START Task inputs
PR #5033, opened 2026-08-05
Stop unloading all bytecode whenever we generate new bytecode

wz1000:
We were attempting to keep the bytecode, but we only made dummy object
linkables to keep, which is pointless since we don't generate object code in
HLS and always use bytecode.

Also create dummy bytecode linkables so that `unload` knows not to unload
things that are up to date.


fendor (approved):
LGTM!

PR #5035, opened 2026-08-06
Unload linkables if any transitive dependency changes

wz1000:
Take transitive dependencies into account when unloading

In 7d9ccb70be66a9118eee88505b0455174752d184 we finally stopped unloading
all bytecode on every call to GetLinkable. However, this exposed the fact
that our unloading strategy was not sound

In particular, if you have
```haskell
-- A.hs
f = 1
```

```haskell
-- B.hs
import A
g = f + 1
```

If you change A (say f=2), you must unload/reload B as well, otherwise
its bytecode/linkable will still be pointing to the old version of A
with f=1

We do this with two changes:

- GetLinkable now depends on GetLinkable for direct depdencies
  - So it is recomputed whenever a transtive dependency changes (by induction)
  - It's hash includes the hash of all its direct dependencies (transitive by induction)
- When GetLinkable is recomputed, we unload the old version of the linkable
  - Now we identify linkables by hash of the linkable + all the (transitive) dependencies,
    so we can tell GHC exactly what it needs to keep/vs what it needs to unload
  - This involves a horrid hack, see versionToUTCTime

### DIFF
--- a/ghcide/src/Development/IDE/Core/Rules.hs
+++ b/ghcide/src/Development/IDE/Core/Rules.hs
@@ -93,9 +93,7 @@ import           Data.Proxy
 import qualified Data.Text                                    as T
 import qualified Data.Text.Encoding                           as T
 import qualified Data.Text.Utf16.Rope.Mixed                   as Rope
-import           Data.Time                                    (Day (ModifiedJulianDay),
-                                                               UTCTime (..),
-                                                               picosecondsToDiffTime)
+import           Data.Time                                    (UTCTime (..))
 import           Data.Tuple.Extra
 import           Data.Typeable                                (cast)
 import           Development.IDE.Core.Compile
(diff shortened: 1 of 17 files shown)


ghcide/src/Development/IDE/Core/Rules.hs
```diff
@@ -1123,21 +1124,34 @@ usePropertyByPathAction path plId p = do
...
+-- | A horrible hack
+-- UTCTime is an unbounded integer
+-- We can smuggle an arbitary 128 bit fingerprint
+-- in the integer
+--
+-- This is fine because GHC only uses the time for identity
+versionToUTCTime :: Fingerprint -> UTCTime
+versionToUTCTime (Fingerprint a b) =
+  UTCTime (ModifiedJulianDay 0) $ picosecondsToDiffTime $
+    toInteger a * 2 ^ (64 :: Int) + toInteger b
```
fendor: For documentation reasons, I think it would be nice if this was a newtype, e.g.

```
newtype LinkableFingerprint = LinkableFingerprint UTCTime
```

And then pass `LinkableFingerprint` to `generateObjectCode`

wz1000: done.

fendor (approved):
LGTM :)

PR #5041, opened 2026-08-13
Simplify `activeDiagnosticsInRange` by returning `[FileDiagnostic]` instead of `Maybe [FileDiagnostic]`

Aster89:
The function `activeDiagnosticsInRange` returns `MonadIO m => m (Maybe [FileDiagnostic])`, but no callers appear to make any distinction between `Just []` and `Nothing`, so we can probably just drop the `Maybe` layer alltogether? Tests will tell.

### DIFF
--- a/plugins/hls-change-type-signature-plugin/src/Ide/Plugin/ChangeTypeSignature.hs
+++ b/plugins/hls-change-type-signature-plugin/src/Ide/Plugin/ChangeTypeSignature.hs
@@ -92,11 +92,9 @@ codeActionHandler recorder plId ideState _ CodeActionParams{_textDocument, _rang
     nfp <- getNormalizedFilePathE uri
     decls <- getDecls plId ideState nfp
 
-    activeDiagnosticsInRange (shakeExtras ideState) nfp _range >>= \case
-        Nothing -> pure (InL [])
-        Just fileDiags -> do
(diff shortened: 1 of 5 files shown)


plugins/hls-change-type-signature-plugin/src/Ide/Plugin/ChangeTypeSignature.hs
```diff
@@ -92,9 +92,7 @@ codeActionHandler recorder plId ideState _ CodeActionParams{_textDocument, _rang
     nfp <- getNormalizedFilePathE uri
     decls <- getDecls plId ideState nfp
 
-    activeDiagnosticsInRange (shakeExtras ideState) nfp _range >>= \case
-        Nothing -> pure (InL [])
-        Just fileDiags -> do
+    activeDiagnosticsInRange (shakeExtras ideState) nfp _range >>= \fileDiags -> do
```
MangoIV:
```suggestion
     fileDiags <- activeDiagnosticsInRange (shakeExtras ideState) nfp _range
```

MangoIV (approved):
Seems like none of the use sites use the distinction between [] and Maybe . [] here, so looks good to me.

fendor (approved):
Lgtm, thank you!

PR #5044, opened 2026-08-14
Put the cwd shifts in tests behind an opt-in

crtschin:
Part of https://github.com/haskell/haskell-language-server/pull/4977.

This PR makes it explicit which testsuites depend on being able to shift the current working directory, related https://github.com/haskell/haskell-language-server/issues/4234.

### DIFF
--- a/ghcide/session-loader/Development/IDE/Session/Ghc.hs
+++ b/ghcide/session-loader/Development/IDE/Session/Ghc.hs
@@ -262,7 +262,7 @@ setOptions haddockOpt cfp (ComponentOptions theOpts compRoot _) dflags rootDir =
     where
       initMulti unitArgFiles =
         forM unitArgFiles $ \f -> do
-          args <- liftIO $ expandResponse [f]
+          args <- liftIO $ expandResponse [rebaseResponseFile compRoot f]
           -- The reponse files may contain arguments like "+RTS",
           -- and hie-bios doesn't expand the response files of @-unit@ arguments.
           -- Thus, we need to do the stripping here.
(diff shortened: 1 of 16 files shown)


0rphee (approved):
the stan changes lgtm as it seems to only be change from Bool to the new CwdHandling

ghcide/session-loader/Development/IDE/Session/Ghc.hs
```diff
@@ -309,6 +309,13 @@ setOptions haddockOpt cfp (ComponentOptions theOpts compRoot _) dflags rootDir =
 normaliseImportsPaths :: DynFlags -> DynFlags
 normaliseImportsPaths dflags = dflags { importPaths = fmap normalise (importPaths dflags)}
 
+-- | Rebase a relative response-file path onto the component root, so
+-- 'expandResponse' does not resolve it against the process CWD.
+rebaseResponseFile :: FilePath -> String -> String
+rebaseResponseFile root arg = case arg of
+  '@' : path -> '@' : toAbsolute root path
+  _          -> arg
```
fendor, line 323: I am wondering whether this is something we ought to do in hie-bios 🤔

hls-test-utils/src/Test/Hls.hs
```diff
@@ -879,6 +887,7 @@ runSessionWithTestConfig TestConfig{..} session =
                 , argsDefaultHlsConfig = testLspConfig
                 , argsProjectRoot = prjRoot
                 , argsDisableKick = testDisableKick
+                , argsDisableInitialCwdShift = True
```
fendor, line 890: What does this do in this context, we might shift the directory but ignore any `--cwd` arguments to the HLS server?

We need this because we want to lock the test until we can modify the global `$PWD` variable, right?

fendor (approved):
LGTM, two questions

hls-test-utils/src/Test/Hls.hs
crtschin: > What does this do in this context, we might shift the directory but ignore any --cwd arguments to the HLS server?

`--cwd` only affects running HLS for non-testing. This specifically stops the cwd change to [the workspace root](https://github.com/haskell/haskell-language-server/blob/838a51f7612478dfa458724449b12e5adb301393/ghcide/src/Development/IDE/Core/Shake.hs?plain=1#L535) that's done on initialization, which is necessary because these effect each other when running multiple servers concurrently in the same process.

> We need this because we want to lock the test until we can modify the global $PWD variable, right?

Yes, that's correct. Both the lock and cwd change are still necessary for some plugins.

ghcide/session-loader/Development/IDE/Session/Ghc.hs
crtschin: Makes sense! I'll make an issue.

Edit: Issue created [here](https://github.com/haskell/hie-bios/issues/529).

PR #5045, opened 2026-08-16
WIP: support for GHC 9.14.2 (rc)

guibou:
This is a work in progress in order to get something which runs with 9.14.2. For now, the correct CPP guard are not implemented (because I don't know how to be robust here) and also because the API can still change.

### DIFF
--- a/ghcide/src/Development/IDE/Import/FindImports.hs
+++ b/ghcide/src/Development/IDE/Import/FindImports.hs
@@ -36,6 +36,10 @@ import           GHC.Generics
 import           GHC.Types.PkgQual
 import           GHC.Unit
 
+#if MIN_VERSION_ghc(9,14,1)
+import qualified GHC.Types.Unique.Set              as UniqSet
+#endif
+
 
 #if MIN_VERSION_ghc(9,11,0)
 import           GHC.Driver.DynFlags               (ReexportedModule (..),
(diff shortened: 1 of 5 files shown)


Bodigrim:
> because I don't know how to be robust here

Could you use [`__GLASGOW_HASKELL_PATCHLEVEL{1,2}__`](https://ghc.gitlab.haskell.org/ghc/doc/users_guide/phases.html#standard-cpp-macros)?

ghcide/src/Development/IDE/Import/FindImports.hs
```diff
@@ -229,12 +237,16 @@ locateModule moduleMaps env unit_visibility modName mbPkgName isSource = do
     -- several provide the module.
     -- The current unit's own reexports and hidden modules do not apply to it,
     -- which also stops the reexport search from looping.
+
+    -- TODO: here we convert a set into a list and then do n lookup (in
+    -- log(k), hence nlog(k).). However we may be able to do something smarter with
+    -- "restrictKeys" which runs in nlog(n/k + 1).
```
END Task inputs
:: Task statement ::
Extract every line containing the string "plId" from the data above.

:: Result ::
@@ -1123,21 +1124,34 @@ usePropertyByPathAction path plId p = do
@@ -92,11 +92,9 @@ codeActionHandler recorder plId ideState _ CodeActionParams{_textDocument, _rang
     decls <- getDecls plId ideState nfp
@@ -92,9 +92,7 @@ codeActionHandler recorder plId ideState _ CodeActionParams{_textDocument, _rang
     decls <- getDecls plId ideState nfp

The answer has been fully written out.